Como sea, gracias al Acuerdo del Viernes Santo, que firmaron el gobierno británico -el entonces primer ministro Tony Blair, que accedió a dialogar con el Sinn Féin, vinculado al IRA, sin por ello romper con los unionistas- así como el gobierno irlandés y que aceptó la mayoría de los partidos políticos de Irlanda del Norte, se creo una frágil estabilidad.

 

¿Una nueva cara para Irlanda?

En este escenario de frágil estabilidad, Irlanda del Norte ha sido gobernada en los casi 25 años de vigencia del Acuerdo del Viernes Santo. Un gobierno que, conforme a los dispositivos del Acuerdo comparten protestantes Unionistas y católicos del Sinn Féin, pero siendo uno de los dos cogobernantes primus inter pares. Privilegio del que han disfrutado ininterrumpidamente los Unionistas.

Hasta las elecciones autonómicas del 5 de mayo cuando, en “un giro histórico”, el partido de los católicos alcanzó los 26 -y quizá 27- escaños necesarios para aventajar a los protestantes y estar en condiciones de que el candidato triunfador presida el gobierno como ministro principal. En compañía, conforme al estatuto constitucional, del DUP protestante, cuyo líder asumirá, repito, como viceministro principal del gobierno.

El triunfo de la candidata de los católicos -del Sinn Féin- Michelle O’Neill, ha producido una enorme alegría -euforia- entre los católicos que, dicen: “ya era hora de que gobernáramos, después de esperar más de 100 años”. Aunque no es este el ánimo de la población protestante, que acusa al Sinn Féin de negar sus vínculos con los “terroristas” del IRA y de vender un falso mensaje de amabilidad y de promesas de mejora para todo el mundo.

Los unionistas del DUP acusan, además, al partido de los católicos y a los católicos de su intención de acelerar la reunificación de Irlanda -o sea, de independizar del Reino Unido a Irlanda del Norte; y se lamentan del Brexit y del Protocolo de Irlanda del Norte, ambas “falsas promesas”.

En esta rebatiña de alegría y euforia de vencedores y de resentimiento y críticas de los vencidos, estos, conforme a lo que expresa Jeffrey Donaldson, líder del DUP, derrotado, no aceptarán formar gobierno hasta que el mencionado Protocolo sea anulado. Lo que ya intenta hacer el Gobierno británico, “saltándose a la torera” un acuerdo libremente concertado entre el premier británico Boris Johnson y los representantes de la Unión Europea.

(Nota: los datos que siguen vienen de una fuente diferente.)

Issue #472, opened 2024-05-12
Adjust default resolve timeout


phillebaba:
### Describe the problem to be solved

Currently the default resolve timeout is way to high causing poor latency when requesting images that do not exist within the cluster. Five seconds is an unreasonable amount of time to wait for a timeout.

### Proposed solution to the problem

We need to measure and find a good compromise default value that works for most users. It is important that it is not set too low as it would result in the resolve timing out before a peer could be found.

PR #491, opened 2024-05-16
Fix so that resolve timeout does not cancel mirroring attempts

phillebaba:
Using the resolve context as a method of cancelling proxying requests turned out to not be the right answer. When evaluating how to change the default resolve timeout i realized my error that a low enough resolve timeout would cancel any mirror retry even if multiple mirrors has been found. If the resolve timeout was 20ms it would mean that any retry would have to occur before that. In reality it is a lot better to limit the resolve time and populate the peer channel buffer. Then to attempt all peers found in the buffer as long as the client does not timeout.

Part of #472


bittrance (approved):
It might be worthwhile to log explicitly that resolve timeout has occurred?

phillebaba:
It will probably occur a lot an I want to keep the logs clean. Unless someone wants it we can let it be.

Issue #459, opened 2024-04-27
Many pods take a long time to be in running state and crash a lot in larger clusters


vitobotta:
### Spegel version

v0.0.22

### Kubernetes distribution

k3s

### Kubernetes version

v1.28.8+k3s1

### CNI

Cilium

### Describe the bug

Hi! First of all thanks a lot for this useful project. It's helping work around problems with pulling images from some nodes in Hetzner Cloud when their IPs have previously been banned by registries for some reason.

I am testing Spegel with a couple of clusters between 200 and 400 nodes, and while many pods are running, many others crash continuously and in the logs I see `attempting to acquire leader lease` followed by `gracefully shutdown`. What am I missing?

Another question I had is related to firewall. At the moment I am not opening any ports in the firewall for Spegel and it seems to work anyway, at least I see all nodes pulling images that are often problematic for the problem explained above. Is this OK or am I supposed to open ports? If I need to open ports, are there any security implications or is the communication between nodes encrypted on that port?

Thanks a lot in advance!

vitobotta:
Update: it seems that only 100 pods are running at the same time. Is this a known limitation?

bittrance:
Hm, if there is no message between `attempting to acquire leader lease` and `shutdown gracefully` that implies that the central context was cancelled, probably by some other part of spegel. There are no other interesting messages in the log? If not, my guess would be that the pod is receiving a SIGTERM from Kubernetes.

Just to be sure: are you consistently seeing exactly 100 pods starting successfully? I did some superficial searching but I cannot find a good candidate for a limit in that range, so I'm wondering if this is the result of configuration in your environment? Some operator injecting a `ResourceQuota` in the namespace perhaps, or configuration for watchers in etcd? If so, there might be some interesting events on the failing pods.

Apart from the registry being a `type: NodePort` service, there is nothing special about spegel inter-pod communication, so it should not normally require firewall configuration. If spegel doesn't know of an image, it will return 404, expecting Kubernetes to find the image by some other means.

vitobotta:
[...]

PR #496, opened 2024-05-20
Fix p2p bootstrap to run on failed readiness check

phillebaba:
It turns out that bootstrap peers does not check the connectivity to any address that it is given. This means that an old lease that has not lapsed may give a peer that does not exist. This means that new pods will bootstrap with the old peer, causing an empty routing table. The issue is not resolved until the startup probe fails and the pod is restarted. I have a hunch that this is the source of the error in #459.

The solution to this problem is either to force a bootstrap on a health probe, or check the bootstrap peer before returning it in the bootstrap function.

### DIFF
--- a/pkg/routing/p2p.go
+++ b/pkg/routing/p2p.go
@@ -135,7 +135,7 @@ func (r *P2PRouter) Close() error {
 	return r.host.Close()
 }
 
-func (r *P2PRouter) Ready() (bool, error) {
+func (r *P2PRouter) Ready(ctx context.Context) (bool, error) {
 	addrInfo, err := r.bootstrapper.Get()
 	if err != nil {
 		return false, err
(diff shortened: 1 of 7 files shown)


phillebaba:
Looks like the default ticker for fix low peers is 2 minutes which explains why it is not run before the startup probe.

https://github.com/libp2p/go-libp2p-kad-dht/blob/913d11cb72ddb5b72eac4969687faf771bb15327/dht.go#L471C1-L493C1

pkg/routing/p2p.go
```diff
@@ -144,6 +144,10 @@ func (r *P2PRouter) Ready() (bool, error) {
 		return true, nil
 	}
 	if r.kdht.RoutingTable().Size() == 0 {
+		err := r.kdht.Bootstrap(ctx)
```
bittrance, line 147: Side effect. Might merit a comment?

bittrance (approved):
The joys of distributed programming. 

All nodes could end up here more or less simultaneously. Will that risk being chatty? Or is the bootstrap process only about re-initializing from incoming gossip?

phillebaba:
All this does is is trigger libp2p to refetch the bootstrap from the bootstrapper and refresh the route table. This is not really that chatty as it will only run when the route table is empty.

De hacer efectiva Donaldson su decisión de no formar gobierno con Michelle O’Neill, la candidata del Sinn Féin, triunfadora en los comicios, impedirá que la Asamblea Autónoma -Stormont, como se le llama- el gobierno funcione. Porque su revoltijo de sentimientos de vanidad humillada y odio anacrónico a los católicos se lo impide. Aunque que hay que aclarar, que este no es el sentimiento de muchos protestantes, sobre todo de los jóvenes.

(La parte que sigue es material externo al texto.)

PR #507, opened 2024-06-09
Change default resolve timeout to 20ms

### LINKED ISSUE #472: Adjust default resolve timeout

phillebaba:
This change will adjust the default resolve timeout from 5s to 20ms. This will improve pull performance when the image is not present in the cluster. I set this to a high value on purpose a year ago when I knew much less about resolving keys. After creating the benchmarks I realized that the default timeout had a large impact on initial performance.

The new default value comes from tests that I have run with the benchmark on an AKS cluster with 50 nodes. These tests showed that the average resolve time was somewhere between 1ms-2ms with no real extreme values. Setting the default value to 20ms will give some buffer.

Fixes #472


phillebaba:
benchmark-1717934990

Benchmarks show improvement on the v1 tests which is expected. While we do not see any impact on the v2 tests which is also expected.

PR #333, opened 2021-09-21
Remove Spurious Space

bseb:
### Background

Bug fix, extra space is causing uploads to blow up

### Changes

Removed a space from the MITRE description

### Testing

CI/CD and Unit tests


nhakmiller (approved):
This is a YAML syntax thing.

With the space YAML parsers think this is a list of objects and the first object has the key   `Email Collection` and the value `Email Forwarding Rule`.

Without the space YAML  parsers think this is a list of strings and the first string is `Email Collection:Email Forwardinig Rule`.

We're playing a dangerous game with these colons here 😬

bseb:
Maybe we should consider Technique ID numbers instead? (out of scope for this PR, but a thought)

PR #334, opened 2021-09-22
Alert on Implicit Denies and No Secure Transport

bseb:
### Background
See also https://github.com/panther-labs/panther-analysis-dogfood/pull/203 

My thought with doing this by modifying the existing role instead of creating a new was that it might be somewhat confusing if we had two alerts that dealt with SecureTransport. This enforces the best practice without creating multiple alerts. 

This change will now alert on 2 conditions
- Low severity for SecureTransport is allowed but not explicitly denied
- SecureTransport is not enforced

### Changes

* Changed policy to alert on inverse of an explicit deny and added test for same.

### Testing

* CI/CD and Unit Tests


aws_s3_policies/aws_s3_bucket_secure_access.py
```diff
@@ -11,9 +19,24 @@ def policy(resource):
...
-            continue
-        if not deep_get(statement.statement, "Condition", "Bool", "aws:SecureTransport"):
-            return False
+        if (
+            statement.effect == "Deny"
+            and deep_get(statement.statement, "Condition", "Bool", "aws:SecureTransport") == "false"
+        ):
+            return True
+
+        if (
```
k-bailey, line 28: The only issue I see is we must check all effect==allow statements to make sure they contain secureTransport==true before returning true in that case. If an explicit deny statement doesn't exist and not all Allow statements have secureTransport==true then the policy should technically fail. Please tell me if I am wrong but that was how I understood it (I am also not extremely well versed in S3 access policies)

bseb: Good call, I'll update accordingly

bseb:
This probably seems a bit odd with the global variables, but my goal was to ensure that the entire set of policies is looped through just to catch an edge case that someone has both an implicit and explicit deny policy attached to a bucket.  Using this method all policies are evaluated and we can alert on multiple conditions based on the full array of policies.

That being said I'm not generally a fan of globals, so I am very open to alternate suggestions.

aws_s3_policies/aws_s3_bucket_secure_access.py
```diff
@@ -3,17 +3,49 @@
...
+def severity(_):
+    if IMPLICIT_DENY:
+        return "LOW"
+    return "HIGH"
+
 
-    return True
+def title(resource):
+    if IMPLICIT_DENY:
+        return f"{resource.get('name')} lacks an explicit deny policiy for Secure Transport"
```
lindsey-w, line 50:
```suggestion
        return f"{resource.get('name')} lacks an explicit deny policy for Secure Transport"
```

aws_s3_policies/aws_s3_bucket_secure_access.py
```diff
@@ -3,17 +3,49 @@
...
+            statement.effect == "Deny"
+            and deep_get(statement.statement, "Condition", "Bool", "aws:SecureTransport") == "false"
+        ):
+            EXPLICIT_DENY = True
+
+        if (
+            statement.effect == "Allow"
+            and deep_get(statement.statement, "Condition", "Bool", "aws:SecureTransport") == "true"
+        ):
+            IMPLICIT_DENY = True
```
lindsey-w, line 35: should there be an `else` statement that resets `IMPLICIT_DENY` to `False`?

aws_s3_policies/aws_s3_bucket_secure_access.py
```diff
@@ -3,17 +3,49 @@
...
+
+    if EXPLICIT_DENY:
+        return True
+    return False
```
lindsey-w, line 39: Not seeing how `IMPLICIT_DENY` will ever trigger the alert. Wondering if you reverse the logic on the `implicit_deny` variable might make this a little easier? For example...

```
IMPLICIT_DENY = True  # assume its good until you find otherwise

....

       elif (
            statement.effect == "Allow"
            and deep_get(statement.statement, "Condition", "Bool", "aws:SecureTransport") != "true"
        ):
            IMPLICIT_DENY = False
            
...

return EXPLICIT_DENY or IMPLICIT_DENY
```

aws_s3_policies/aws_s3_bucket_secure_access.py
```diff
@@ -3,17 +3,51 @@
...
+        if (
+            statement.effect == "Allow"
+            and deep_get(statement.statement, "Condition", "Bool", "aws:SecureTransport") != "true"
+        ):
+            IMPLICIT_DENY = False
+
+    if IMPLICIT_DENY and not EXPLICIT_DENY:
+        return False
+
+    return EXPLICIT_DENY
```
lindsey-w, line 41: I wonder if we can simplify this by only returning `EXPLICIT_DENY`? if there is not explicit deny, we should trigger an alert. And then in the severity function, we use whether or not IMPLICIT_DENY is set to change the severity / title? 

```suggestion
    return EXPLICIT_DENY 
```

aws_s3_policies/aws_s3_bucket_secure_access.py
```diff
@@ -3,17 +3,51 @@
...
+
+EXPLICIT_DENY = False
+IMPLICIT_DENY = True
+
 
 def policy(resource):
     if resource["Policy"] is None:
         return False
 
+    global EXPLICIT_DENY, IMPLICIT_DENY  # pylint: disable=global-statement
```
lindsey-w, line 20: We may need to reset these to their default values on each run of the policy.  See here: https://github.com/panther-labs/panther-analysis/pull/278#discussion_r654716402 

Also, I think `EXPLICIT_DENY` probably doesn't need to be a global variable since we don't use it anywhere else

aws_s3_policies/aws_s3_bucket_secure_access.py
bseb: Removing this breaks the test case `Bucket Uses Implicit Allow AND Explicit Deny` but I'm starting to think thats not a good test.  In the off chance that a bucket has both things the Deny wins, so it doesn't really matter if they have both.  

Thoughts?

bseb: Good call, this was also masking a bad test I created that tried to pass in 2 policies 🤦🏼 . Updating and removing that test

lindsey-w (approved):

PR #337, opened 2021-09-28
Add OSS helpers to standard ruleset

bseb:
### Background
Add Panther OSS helpers to standard ruleset pack. This is to unblock https://app.asana.com/0/1200821831799747/1201079363635197/f

### Changes
Added OSS helpers to standard_ruleset.yml

### Testing

* CI + Unit tests

### DIFF
--- a/packs/standard_ruleset.yml
+++ b/packs/standard_ruleset.yml
@@ -18,3 +18,4 @@ PackDefinition:
     - Standard.MFADisabled
     - panther_event_type_helpers
     - panther_base_helpers
+    - panther_oss_helpers


darwayne (approved):

lindsey-w (approved):

isaac-panther:
Hi, so it was the Cypress E2E test that created a backup of the `Standard.BruteForceByIp` rule (from the Release Testing doc) caught this error.  

1. Are there any other tests that can be added to validate that this .yml contains the necessary elements?  Or, maybe a better question, should there be?
2. I don't know a whole lot about this realm, but would this missing python package have actually broken the  `Standard.BruteForceByIp` base rule?

I'm asking because the Detection Rule Backup test is being removed from the dogfooding tests and so this isn't going to be tested & caught going forward.

Don't feel bad telling me no :) I don't fully understand the intricacies of this so I'm like a caveman lawyer, frightened and confused.

PR #338, opened 2021-10-04
`deep_get` helper enhancements & unit tests for global helpers

georgepsarakis:
### Background

The new version is about 10% faster in successful lookups, and approximately 2.5x faster for the case where the first key is absent. Benchmarks were performed on a dictionary with 3 keys as input.

Since we are changing the behavior compared to the previous implementation, we still maintain the legacy version, in case a detection relies on it and a patch is required.

We are also introducing unit tests for global helpers as part of the CI process.

### Changes

* Rename existing `deep_get` function to `deep_get_legacy` to allow potential patches.
* Implement a new version of `deep_get` that can be slightly more performant and potentially easier to comprehend.
* Introduce unit tests for global helpers. We treat `global_helpers/*.py` as Python modules and allow them to be importable by appending their path to the import paths list (`sys.path`). Note that the import names are not the global helper names as defined in the accompanying YAML metadata files, but the filename itself.

### Testing

* Added unit tests in CI

### DIFF
--- a/.gitignore
+++ b/.gitignore
@@ -63,3 +63,6 @@ dist/
 
 # Vim
 *.swp
+
+# Jetbrains
+.idea
--- a/.tests/test_global_helpers.py
+++ b/.tests/test_global_helpers.py
@@ -1,0 +1,91 @@
+import os
+import sys
+import unittest
+
+GLOBAL_HELPERS_PATH = os.path.abspath(os.path.join(os.path.dirname(__file__), '..', 'global_helpers'))
+
+if GLOBAL_HELPERS_PATH not in sys.path:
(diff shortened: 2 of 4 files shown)


glerb:
If the output is the same, we shouldn't need to maintain the legacy version, right? Isn't that one of the main benefits of object oriented programming? That you can swap out implementations as long as the interface remains the same?

lindsey-w (dismissed):
wow, that's a significant improvement

bseb (approved):
Very nice!

georgepsarakis:
Closing and may possibly resume work on this at a later time. @bseb the global helpers unit testing approach may be worth considering though.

Tampoco es el prejuicio y la irrealidad lo que distingue a Michelle O’Neill que triunfó en los comicios, por su edad, 45 años, es decir, de una nueva generación de políticas y políticos, que, además, enfrentó una difícil vida de madre soltera a los 16 años, obligándola a renunciar a sus estudios. Aunque tuvo experiencia política desde muy temprano, como hija de un concejal, miembro del IRA, que pasó en prisión más de una vez.

Esta izquierdista, socialista, en lugar de hablar en su campaña política de la reunificación de Irlanda y de la retirada de los británicos del país, se refirió al costo de la vida y a los demás problemas cotidianos del ciudadano de a pie: la educación, la sanidad, el transporte, los servicios públicos.

Ciertamente el triunfo del Sinn Féin, que es, además, el principal partido de oposición en la República de Irlanda debería traducirse en una presión más fuerte para que se celebre un referéndum sobre la unificación de Irlanda. Pero lo que puede ser una legítima aspiración, choca con la realidad:

Según recientes sondeos, aunque un 62% de la República de Irlanda votaría a favor de una Irlanda unida, solo el 20% considera que hoy es una prioridad celebrar tal referéndum y el 79% no estaría de acuerdo en pagar el aumento necesario de impuestos que implicaría un país unificado.

Y, más grave aún, Irlanda del Norte es un país cuya economía requiere, para salir adelante año con año, de subvenciones del Reino Unido, de 10,000 millones a 15,000 millones de libras, que tendría que incluirse en el presupuesto del Estado unificado.

En vista de lo cual la exigencia y aspiración hoy de una Irlanda unida choca con la realidad, aunque el Sinn Féin triunfador y su manera ruidosa -dicen analistas- de actuar prediquen lo contrario.

 

El controvertido Protocolo de Irlanda del Norte

Tal Protocolo forma parte del mecanismo negociado y acordado por el primer ministro británico Boris Johnson y Bruselas -la Unión Europea- para que el Reino Unido diera por terminada, de manera impecable en lo legal y en lo político, su pertenencia a la Unión Europea.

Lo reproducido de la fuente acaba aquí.